# Has My System Prompt Been Used? Large Language Model Prompt Membership Inference

We introduce Prompt Detective, a method for verifying if a particular system prompt was used to produce generations by a language model.
Prompt Detective works by comparing two groups of text generations based on their semantic embeddings, it performs a permutation 
test to assess the statistical significance of the difference between the mean embeddings of the two groups.

## Getting Started
To use Prompt Detective, install the package using pip.

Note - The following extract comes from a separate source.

PR #303, opened 2025-06-16
Clarify pynvjitlink option precedence.

### LINKED ISSUE #290: Clean up `CUDA_ENABLE_PYNVJITLINK` logic
The ordering of this logic makes it sound like environment variables can override the config, but the check below (`if not hasattr(config, "CUDA_ENABLE_PYNVJITLINK")` indicates that it does _not_ override the config. Can we reorder this for clarity? Better yet, can we avoid setting the config again if the config is already set (since that is treated as the highest override)?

Make sure you use Python version 3.9.

```
cd SystemPromptMIA
pip install -e .
```

## Usage

Please, note that texts provided in ```group1``` and ```group2``` should be generated using similar task prompts 
and listed in the same order. For example, ```group1[i]``` and ```group2[i]``` should be generations in response to the same task prompt.
When using multiple generations per task prompts, they should be grouped together, for example if using n generations per task prompts, 
```group1[n*i: n*(i+1)]``` and ```group2[n*i: n*(i+1)]``` should be generations in response to the same task prompt.

```
from prompt_detective import PromptDetective
from datasets import Dataset

# Initialize the PromptDetective instance, specify how many task prompts and how many generations per task prompts are used.
detective = PromptDetective(model_id="bert-base-uncased", n_task_prompts=50, k_responses=1)

# Load your text generations
group1 = Dataset.from_json('sample_data/different_prompt/generations1.jsonl')['response'] # List of text generations for group 1
group2 = Dataset.from_json('sample_data/different_prompt/generations2.jsonl')['response'] # List of text generations for group 2

# Compute the p-value
p_value = detective(group1, group2, max_length=512)

# Interpret the p-value
if p_value < 0.05:
    print("The difference between the two groups is statistically significant.")
else:
    print("The difference between the two groups is not statistically significant.")

```

## Limitations

While Prompt Detective can accurately detect when two sets of generations come from different system prompts, there is
still a possibility of errors. Additionally, the Prompt Detective can conclude that two system prompts are similar only
when generations come from the same language model.